CVE-2024-54084
Published: 11 March 2025
Description
Adversaries may use bootkits to persist on systems.
Security Summary
CVE-2024-54084 is a Time-of-check Time-of-use (TOCTOU) race condition vulnerability in APTIOV, a BIOS firmware component developed by American Megatrends (AMI). The flaw allows an attacker to exploit a timing discrepancy during local operations within the BIOS environment, potentially leading to arbitrary code execution. It is classified under CWE-367 and carries a CVSS v3.1 base score of 7.5 (AV:L/AC:H/PR:H/UI:N/S:C/C:H/I:H/A:H), indicating high severity due to its potential for complete system compromise despite requiring privileged local access.
Exploitation requires a local attacker with high privileges (PR:H) on the target system, combined with high attack complexity (AC:H) to successfully trigger the race condition. No user interaction is needed (UI:N), and the vulnerability's scoped impact (S:C) enables attackers to achieve high confidentiality, integrity, and availability effects, including arbitrary code execution at the BIOS level. This could allow persistent malware implantation or firmware manipulation, evading higher-level operating system security controls.

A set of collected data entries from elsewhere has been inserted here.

PR #2519, opened 2022-01-19
Add note explaining how dispatch args and workgroup sizes interact

toji:
This has proven to be a point of confusion for several developers (including myself), and it does differ from the behavior of some older compute APIs, so a clarifying note seems appropriate.

***
<a href="https://pr-preview.s3.amazonaws.com/gpuweb/gpuweb/pull/2519.html" title="Last updated on Jan 24, 2022, 4:55 PM UTC (cf2eb60)">Preview</a> | <a href="https://pr-preview.s3.amazonaws.com/gpuweb/gpuweb/2519/66d765b...cf2eb60.html" title="Last updated on Jan 24, 2022, 4:55 PM UTC (cf2eb60)">Diff</a>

For mitigation details, refer to the official AMI security advisory (AMI-SA-2025003) at https://go.ami.com/hubfs/Security%20Advisories/2025/AMI-SA-2025003.pdf, published alongside the CVE disclosure on 2025-03-11.
Details
- CWE(s)
Affected Products
MITRE ATT&CK Enterprise Techniques
Why these techniques?
The TOCTOU race condition in BIOS firmware (APTIOV) enables arbitrary code execution at the firmware level, directly facilitating system firmware modification (T1542.001) or bootkit implantation (T1542.003) for persistent access and OS evasion.